3. Speaking of caring, how important is it REALLY that you are not model-thin or have the perfect ass? In like, the global scheme of your life and ALL the things.
By all means, work for the body you want, I think this is good for you in terms of self-esteem, discipline and health.
But I personally think there are more important things in the world. Things like education, family, friendship, doing what you love, to name only a few. Excuse the cheesetastic statement, but I truly stand by it.
4. Just like there are FAR worse things than not being pretty and FAR better compliments than being called beautiful, if a layer of fat is the worst of your problems, you’re doing pretty good in life.
I’m not saying that to demean your insecurities or the (wonderful!) determination you might have to work it off, I’m just saying that maybe it’s not the most terrible problem you could have. And maybe you should keep that in mind a little when you’re beating yourself up over not looking perfect.

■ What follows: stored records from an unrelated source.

PR #5511, opened 2024-01-27
feat(st7789): Updated documentation. Added code example and step-by-step guide for STM32

zjanosy:

### Notes


examples/porting/lv_port_lcd_stm32_template.c
```diff
@@ -0,0 +1,183 @@
...
+ **********************/
+
+void lv_port_display_init(void)
+{
+    /* Initialize LCD I/O */
+    if(lcd_io_init() != 0)
+        return;
+
+    /* Create the LVGL display object and the ST7789 LCD display driver */
+    lcd_disp = lv_st7789_create(MY_DISP_HOR_RES, MY_DISP_VER_RES, 0, lcd_send_cmd, lcd_send_color);
```
LeCyberDucky: Instead of the `0`, I would use `LV_LCD_FLAG_NONE`, to make it clearer that flags for this purpose exist.

zjanosy: I'll change it, thanks for the suggestion!

examples/porting/lv_port_lcd_stm32_template.c
```diff
@@ -0,0 +1,183 @@
...
+/*********************
+ *      DEFINES
+ *********************/
+#ifndef MY_DISP_HOR_RES
+    #warning Please define or replace the macro MY_DISP_HOR_RES with the actual screen width, default value 320 is used for now.
+    #define MY_DISP_HOR_RES    320
+#endif
+
+#ifndef MY_DISP_VER_RES
+    #warning Please define or replace the macro MY_DISP_HOR_RES with the actual screen height, default value 240 is used for now.
```
PGNetHun: Rename:  `MY_DISP_HOR_RES`  ->  `MY_DISP_VER_RES`

PGNetHun (approved):
Looks good, found only 1 copy-paste issue

examples/porting/lv_port_lcd_stm32_template.c
zjanosy: Good catch! Actually I copied this from lv_port_disp_template.c. I fixed it in both places.

PGNetHun (approved):

examples/porting/lv_port_lcd_stm32_template.c
```diff
@@ -0,0 +1,183 @@
...
+    lv_display_set_rotation(lcd_disp, LV_DISPLAY_ROTATION_270);     /* set landscape orientation */
+
+    /* Example: two dynamically allocated buffers for partial rendering */
+    lv_color_t * buf1 = NULL;
+    lv_color_t * buf2 = NULL;
+
+    uint32_t buf_size = MY_DISP_HOR_RES * MY_DISP_VER_RES / 10 * lv_color_format_get_size(lv_display_get_color_format(
+                                                                                              lcd_disp));
+
+    buf1 = lv_malloc(buf_size);
```
kisvegabor, line 80: Use global or static variables instead of malloc.

examples/porting/lv_port_lcd_stm32_template.c
```diff
@@ -0,0 +1,183 @@
...
+
+/*Copy this file as "lv_port_disp.c" and set this value to "1" to enable content*/
+#if 0
+
+/*********************
+ *      INCLUDES
+ *********************/
+/* Include STM32Cube files here, e.g.:
+#include "stm32f7xx_hal.h"
+*/
```
kisvegabor, line 15:
```suggestion
#if defined STM32F3
#include "stm32f3xx_hal.h"
#elif defined STM32F4
#include "stm32f4xx_hal.h"
#elif defined STM32F7
#include "stm32f7xx_hal.h"
#elif defined STM32H7
#include "stm32xxx_hal.h" /*Include your hal header */
#endif
```

examples/porting/lv_port_lcd_stm32_template.h
```diff
@@ -0,0 +1,49 @@
...
+
+/**********************
+ *      TYPEDEFS
+ **********************/
+
+/**********************
+ * GLOBAL PROTOTYPES
+ **********************/
+/* Initialize low level display driver */
+void lv_port_disp_init(void);
```
kisvegabor, line 37: As we can have other STM port files too (e.g. LTDC) let name it
```suggestion
void lv_port_lcd_stm32_init(void);
```

docs/integration/driver/display/lcd_stm32_guide.rst
```diff
@@ -0,0 +1,320 @@
...
+pin  configuration LCD     user label
+==== ============= ======= ==========
+PA4  GPIO_Output   CS	   LCD_CS
+PA5  SPI1_SCK	   SCK	   --
+PA7  SPI1_MOSI	   SDI     --
+PA15 GPIO_Output   RESET   LCD_RESET
+PB10 GPIO_Output   DC      LCD_DCX
+==== ============= ======= ==========
+
+Step-by-step instructions
```
kisvegabor, line 46: Do we really need such a detailed guide here? 

I think we should explain only the LVGL related things and not general topic (such as clock config). For such a detailed and specific configuration we should have a blog post or YouTube video instead that we can link from here.

I suggest updating [this file](https://docs.lvgl.io/master/integration/chip/stm32.html) instead where we explain:
1. How to integrate LVGL
   - clone LVGL
   - lv_tick 
2. STM devices can be used with 
   - LVGL's built in display controller drivers
      - 1-2 paragraph of description about what to configure in Cube IDE (note that STm devices can be used with outher IDEs as well)  
      - link to `lv_port_stm32_lcd`
   - X-CUBE-DISPLAY (just one paragraph)
   - LTDC: 1-2 paragraphs. 

I hope we can have an official collaboration with ST in the future. However, until that I would like focus on our Official partners. 

For example it would be nice to have the same description for ESP as well.

examples/porting/lv_port_lcd_stm32_template.c
zjanosy: Please note that this code has not been tested on other platforms than the STM32F746. We can add these headers, but what if there are subtle differences between those? Since this is an example, I think it is reasonable to expect that the users will adapt it to their platform.

examples/porting/lv_port_lcd_stm32_template.h
zjanosy: This has been copied from lv_port_disp_template.c. Since 99% of the users will only use a single display, it does not really matter if the templates use the same function name (actually, it makes sense). But since this is just a template, the users can change it if there is any conflict.

docs/integration/driver/display/lcd_stm32_guide.rst
zjanosy: I think it is very useful to provide a step-by-step guide like this, because the difficult part is not how to integrate LVGL, but how to configure the hardware. While this could be a blog post or YouTube video, including it in the LVGL documentation will immediately help novice users with their LVGL project, saving the hassle of searching the Internet for solutions (which may be outdated and may not be correct). Having this guide would have saved me days of work... :-)

The reason for making the guide so detailed is that leaving out any of these steps (e.g., clock or DMA configuration) will make LVGL perform sub-optimally. And that would cause user complaints of LVGL in general or discarding LVGL alltogether.

examples/porting/lv_port_lcd_stm32_template.c
zjanosy: OK, I'll change it.

examples/porting/lv_port_lcd_stm32_template.c
kisvegabor: In this case can we add it as an example to one of our lv_port_stm32* repos and link it in the docs?

docs/integration/driver/display/lcd_stm32_guide.rst
kisvegabor: Okay let's leave it as it is but please add link to it [here](
https://docs.lvgl.io/master/integration/chip/stm32.html)

kisvegabor:
Not stale.

kisvegabor (approved):
I'm not sure we take the best possible approach, but we can update the examples at any time later. It will be quite valuable for the users as it is so I suggest merging this PR.

PR #5548, opened 2024-01-31
fix(draw): fix the invalidation of scaled areas

### LINKED ISSUE #5447: Use the `lv_obj_set_style_transform_scale` function to scale, and there will still be residual borders when zoomed out.
### LVGL version

v9.0.0

### What happened?

Use the `lv_obj_set_style_transform_scale` function to scale, and there will still be residual borders when zoomed out.

https://github.com/lvgl/lvgl/assets/18370433/5fa0469b-1846-4527-9bb2-171f46333a7f

### How to reproduce?

```c
static void anim_cb(void * obj, int32_t value)
{
  lv_obj_set_style_transform_scale(obj, value, LV_PART_MAIN);
}

void test_demo(void)
{
  lv_obj_t *obj=lv_obj_create(lv_screen_active());
  lv_obj_set_size(obj,200,200);
  lv_obj_set_style_bg_color(obj,lv_palette_main(LV_PALETTE_BLUE),LV_PART_MAIN);
  lv_anim_t aa;
  lv_anim_init(&aa);
  lv_anim_set_var(&aa, obj);
  lv_anim_set_values(&aa, 0, 256);
  lv_anim_set_time(&aa, 500);
  lv_anim_set_playback_time(&aa, 500);
  lv_anim_set_repeat_count(&aa, LV_ANIM_REPEAT_INFINITE);
  lv_anim_set_path_cb(&aa, lv_anim_path_linear);
  lv_anim_set_exec_cb(&aa, anim_cb);
  lv_anim_start(&aa);
}
```

kisvegabor:

fix #5447

### Notes


kisvegabor:
cc @lhdjply

lhdjply:
I tested it. It's an improvement over before. However, there is still some residue after the bezel is scaled.
### test code
```c
static void anim_cb(void * obj, int32_t value)
{
  lv_obj_set_style_transform_scale(obj, value, LV_PART_MAIN);
}

void test_demo(void)
{
  lv_obj_t *obj=lv_obj_create(lv_screen_active());
  lv_obj_set_size(obj,200,200);
  lv_obj_set_style_bg_color(obj,lv_palette_main(LV_PALETTE_BLUE),LV_PART_MAIN);
  lv_anim_t aa;
  lv_anim_init(&aa);
  lv_anim_set_var(&aa, obj);
  lv_anim_set_values(&aa, 0, 256);
  lv_anim_set_time(&aa, 500);
  lv_anim_set_playback_time(&aa, 500);
  lv_anim_set_repeat_count(&aa, LV_ANIM_REPEAT_INFINITE);
  lv_anim_set_path_cb(&aa, lv_anim_path_linear);
  lv_anim_set_exec_cb(&aa, anim_cb);
  lv_anim_start(&aa);
}
```

lhdjply:
I tested it. It's an improvement over before. However, there is still some residue after the bezel is scaled.

https://github.com/lvgl/lvgl/assets/18370433/41e1991f-609c-4c4b-81c1-53502ffd8e3e


### test code
```c
static void anim_cb(void * obj, int32_t value)
{
  lv_obj_set_style_transform_scale(obj, value, LV_PART_MAIN);
}

void test_demo(void)
{
  lv_obj_t *obj=lv_obj_create(lv_screen_active());
  lv_obj_set_size(obj,200,200);
  lv_obj_set_style_bg_color(obj,lv_palette_main(LV_PALETTE_BLUE),LV_PART_MAIN);
  lv_anim_t aa;
  lv_anim_init(&aa);
  lv_anim_set_var(&aa, obj);
  lv_anim_set_values(&aa, 0, 256);
  lv_anim_set_time(&aa, 500);
  lv_anim_set_playback_time(&aa, 500);
  lv_anim_set_repeat_count(&aa, LV_ANIM_REPEAT_INFINITE);
  lv_anim_set_path_cb(&aa, lv_anim_path_linear);
  lv_anim_set_exec_cb(&aa, anim_cb);
  lv_anim_start(&aa);
}
```

src/core/lv_obj_pos.c
```diff
@@ -783,15 +788,12 @@ void lv_obj_get_transformed_area(const lv_obj_t * obj, lv_area_t * area, bool re
 {
     lv_point_t p[4] = {
         {area->x1, area->y1},
```
lhdjply, line 790: I seem to have fixed it with the following code, but I don't know why.
```suggestion
        {area->x1 - 1, area->y1 - 1},
        {area->x1 - 1, area->y2 + 2},
        {area->x2 + 2, area->y1 - 1},
        {area->x2 + 2, area->y2 + 2},
```

kisvegabor:
Oh, thank you! I'm on it.

kisvegabor:
Huh, it seems working. To be honest I'm not so happy with it because it's hacky here and there. 

The current image transformation algorithm has some precision issues due to the integer math. I have some ideas to improve it, but it will require much more time.

lhdjply:
I think we can merge first to fix the bug, and then slowly step by step, optimize the code, through the accuracy.

IAMMX:
I tested it. It doesn't seem to fix it. It's still the original result.
### Original picture
The image format is ARGB8888.
295810594-7354024f-896b-4cec-8ac0-f4f58ecc85b8
### Code
```c
LV_IMG_DECLARE(img_test);
void img_scale_test(void)
{
  lv_obj_t *logo1;
  logo1 = lv_image_create(lv_screen_active());
  lv_image_set_src(logo1, &img_test);
  lv_obj_align(logo1,LV_ALIGN_CENTER,-200,0);
  lv_image_set_scale(logo1, 256);

  lv_obj_t *logo2;
  logo2 = lv_image_create(lv_screen_active());
  lv_image_set_src(logo2, &img_test);
  lv_obj_align(logo2,LV_ALIGN_CENTER,200,0);
  lv_image_set_scale(logo2, 255);
}
```
### Result
Screenshot_20240206_131321_com huawei browser

kisvegabor:
@IAMMX 
I've debugged it an it turned out that it's a rounding error related to LVGL stores some coordinates internally with 1 px resolution.  This is what happens:
- The image has 240px width, meaning x1 = 0, x2 = 239
- When we scale it down to 255/256 around pivot_x = 120 we get x1 = 0.5 -> 0; x2 = 118.5 -> 238.
- So the scaled image is on x1=0; x2= 238;
- When LVGL calculates the inverse scale during transformations, (with pivot_x = 120 )it will get x2 = (238-120) * 256 / 255 + 120 = 238.4. It's stored with higher precision, be we should have get 239 here
- So the precision was lost when we stored the transformed area with 1 px precision

Probably it can be improved, but it would be larger scale update. 

As a workaround you can do 2 things:
- add a few transparent pixel around the image
- calling `lv_image_set_pivot(logo, 2, 2)` also solved the issue for me in this particular config as this way we do the calculations with 239 instead of 119. (meaning less error)

IAMMX:
> add a few transparent pixel around the image
This method can work, but every time you create the image, be careful to leave some transparent areas.

> calling lv_image_set_pivot(logo, 2, 2) also solved the issue for me in this particular config as this way we do the calculations with 239 instead of 119. (meaning less error)
This method will not work if it is used for picture scaling animations.

kisvegabor:
> `lv_image_set_pivot(logo, 2, 2)`

It doesn't change anything, but I meant `lv_image_set_pivot(logo, 0, 0)`

---

Unfortunately I don't have a good solution for the accuracy issue now. :slightly_frowning_face:

lhdjply:
In 4dcd66e, the image layer_transform_2.png is added, but in the code, no `TEST_ASSERT_EQUAL_SCREENSHOT("draw/layer_transform_2.png")` is found;

kisvegabor:
True, thank you. Removed.

lhdjply (approved):

src/core/lv_obj_pos.h
```diff
@@ -340,6 +340,16 @@ void lv_obj_move_children_by(lv_obj_t * obj, int32_t x_diff, int32_t y_diff, boo
...
 
+/**
+ * Transform an array of points using the angle and zoom style properties of an object
+ * @param obj           pointer to an object whose style properties should be used
+ * @param p             the array of points to transform, the result will be written back here too
+ * @param p_count       number of points in the array
+ * @param recursive     consider the transformation properties of the parents too
+ * @param inv           do the inverse of the transformation (-angle and 1/zoom)
+ */
+void lv_obj_transform_point_array(const lv_obj_t * obj, lv_point_t p[], size_t p_count, bool recursive, bool inv);
```
PGNetHun: Can we have please full names for parameters? (clean code: choose descriptive and unambiguous names)
`p` -> `points`
`p_count` -> `count`
`inv` -> `inverse`

Same for `lv_obj_transform_point`.

src/core/lv_obj_pos.c
```diff
@@ -783,15 +788,12 @@ void lv_obj_get_transformed_area(const lv_obj_t * obj, lv_area_t * area, bool re
...
-        {area->x1, area->y2},
-        {area->x2, area->y1},
-        {area->x2, area->y2},
+        {area->x1, area->y2 + 1},
```
PGNetHun, line 793: Just a question:
is it really correct to add always 1 pixel, or can it be avoided by changing way handling areas?
Because it's kind of _code smell_ to add always +1 pixel to `x2` and `y2`; previous code did not do that; and as I remember I saw also other places add/substract 1 pixel from/to `x2` / `y2`.

src/misc/lv_area.h
```diff
@@ -265,6 +260,10 @@ void lv_area_align(const lv_area_t * base, lv_area_t * to_align, lv_align_t alig
 void lv_point_transform(lv_point_t * p, int32_t angle, int32_t scale_x, int32_t scale_y, const lv_point_t * pivot,
                         bool zoom_first);
 
+void lv_point_array_transform(lv_point_t * p, size_t p_count, int32_t angle, int32_t scale_x, int32_t scale_y,
```
PGNetHun: Can we have meaningful parameter names here, too?
`p` -> `points`
`p_count` -> `count`

(same for `lv_point_transform` function)

PGNetHun (commented):
Just some minor naming related comments.
I've not tested changes, but see that reference images are updated, so I assume code is OK.

Bonus test case (optional):
Can you please add also 1 test:
show a frame of a [sprite/texture atlas](https://en.wikipedia.org/wiki/Texture_atlas), and rotate it.
I use sprites in my app (using `lv_image` `offset_x`, `offset_y`, and rotation), and the sprite is shown wrong (cut of image is after rotation, so parts of next frame appear, too).
Example:
animation of ants: use a sprite PNG as source for `lv_img` and `lv_animation` (+ callback to set image `offset_y`) for frame animation, and rotate the `lv_img` to the walking direction.
ant

The bug:
image

src/core/lv_obj_pos.h
kisvegabor: I agree, fixed.

src/core/lv_obj_pos.c
kisvegabor: Honestly, it's really a mess. E.g. width == 100 means, x1 = 0; x2 = 99. If zoom to 1000% it should be x1 = 0; x2=999.9 (~1000). So as the last pixel is zoomed we need assume that it's there. Combining this with rounding issues due to integer math, it's at least not intuitive. 

It would require a new iteration on the whole transformation logic to make it better somehow.

kisvegabor:
> Can you please add also 1 test:
show a frame of a [sprite/texture atlas](https://en.wikipedia.org/wiki/Texture_atlas), and rotate it.

Well, I haven't realized it so far, but there is no such a feature in LVGL now. Always the whole image is rotated and the clip area of the destination area is just a normal (not rotated) rectangle described by 2 points. To support what you have described we needed to apply a clip area on the source image too. It's possible but not supported now. 

As workaround you can transform the image as a layer:
```c
    lv_obj_set_style_transform_rotation(img1, 450, 0);
    lv_obj_set_style_transform_pivot_x(img1, 0, 0);
    lv_obj_set_style_transform_pivot_y(img1, 0, 0);
```
It's slower and uses more memory, but for small images it shouldn't be a big issue.

IAMMX:
Screenshot_20240216_150522_com huawei browser

Why did you delete all these test pictures?

PGNetHun (dismissed):

kisvegabor:
Thank you for pointing it out. I've just added back the reference images images.

IAMMX:
Since you have already merged master, please remove aeb60a9. Because the issue has been fixed in 46e338e.

kisvegabor:
I have reverted it. We will squash commits so don't be scared off the long history :slightly_smiling_face:

lhdjply:
This branch has conflicts that must be resolved

kisvegabor:
Fixed

src/core/lv_obj_pos.h
```diff
@@ -340,14 +340,25 @@ void lv_obj_move_children_by(lv_obj_t * obj, int32_t x_diff, int32_t y_diff, boo
  */
 void lv_obj_transform_point(const lv_obj_t * obj, lv_point_t * p, bool recursive, bool inv);
 
+/**
+ * Transform an array of points using the angle and zoom style properties of an object
+ * @param obj           pointer to an object whose style properties should be used
+ * @param points        the array of points to transform, the result will be written back here too
+ * @param count         number of points in the array
+ * @param recursive     consider the transformation properties of the parents too
+ * @param inverse       do the inverse of the transformation (-angle and 1/zoom)
```
XuNeo: How about use a single `flag` parameter defined as "`LV_OBJ_TRANSFORM_POINT_INVERSE | LV_OBJ_TRANSFORM_POINT_RECURSIVE`"?

It could improve code readability considering below usage.
`lv_obj_transform_point_array(obj, points, n, true, true)`

examples/widgets/image/lv_example_image_1.c
```diff
@@ -7,10 +7,15 @@ void lv_example_image_1(void)
     lv_obj_t * img1 = lv_image_create(lv_screen_active());
     lv_image_set_src(img1, &img_cogwheel_argb);
     lv_obj_align(img1, LV_ALIGN_CENTER, 0, 0);
+    lv_image_set_scale_x(img1, 512);
+    lv_image_set_scale_y(img1, 128);
+    lv_image_set_rotation(img1, 10);
```
XuNeo: Is this change intended? `example_image_1` is the start point to use image, better leave it as simple as possible.

src/core/lv_obj_pos.c
```diff
@@ -808,7 +810,11 @@ void lv_obj_invalidate_area(const lv_obj_t * obj, const lv_area_t * area)
 
     lv_area_t area_tmp;
     lv_area_copy(&area_tmp, area);
+
     if(!lv_obj_area_is_visible(obj, &area_tmp)) return;
+    if(obj->spec_attr && obj->spec_attr->layer_type == LV_LAYER_TYPE_TRANSFORM) {
+        lv_area_increase(&area_tmp, 5, 5);
```
XuNeo, line 820: Need some comments for this magic number 5.

src/core/lv_obj_pos.c
```diff
@@ -1143,9 +1149,9 @@ static void transform_point(const lv_obj_t * obj, lv_point_t * p, bool inv)
 
     if(inv) {
         angle = -angle;
-        scale_x = (256 * 256) / scale_x;
-        scale_y = (256 * 256) / scale_y;
+        scale_x = (256 * 256 + scale_x - 1) / scale_x;
```
XuNeo, line 1158: Do we need to check `scale_x == 0`?

kisvegabor:
Thank you, Neo. All fixed.

XuNeo (approved):

FASTSHIFT (approved):

C47D (approved):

5. There are people who are aesthetically quite pleasing, yet their personality is like dumb, mean, hot garbage. Alternatively, I also know some people that might be on the plain (or even weird-looking) side of Beauty, but their personality is like a Theme Park of Amazing with Bumpercars of Kindness and Roller-coasters of Dazzling Intelligence.
And all of a sudden I look at them and I find them breath-takingly beautiful. And want to make out with their faces. I’ve been wildly attracted to people with very imperfect bodies because they were just epic. What I’m saying is, how we perceive beauty can be influenced by other factors. This applies to you too.
6. Look at the people around you that you think are beautiful (the ones in real life, let’s leave Victoria Secret Catalogues and Photoshop out of this). None of them are perfect.
I’m pretty sure you’ll tell me that they look wonderful, and that they’re fucking cute in their swimsuits or hot pants. EVEN though they have definite flaws or weird scars or whatever. Explain to me why that same principle wouldn’t apply to you. Why can’t YOU be cute even with your flaws? Are you the exception? Answer: No.
I wanted to share this with you, because I have learned that I don’t have to be at my thinnest to be okay with how I look. Even when I’m bloated or lazy or when I look in the mirror and I see fat, I accept what I see and move on.
And I think it’s that body love that’s healthy and that gets you towards a healthy fit body way easier than the conditional “I’ll be happy with my body WHEN…” or “I’ll be satisfied with my body IF…”
Because if I look at myself in the mirror and I see something I don’t like I just shrug it off and move on with a mental comment to myself. “You know what, Dimple Butt? You’re still alright in my book.”
And then I go to yoga wearing tiny shorts without giving a single further fuck. The end.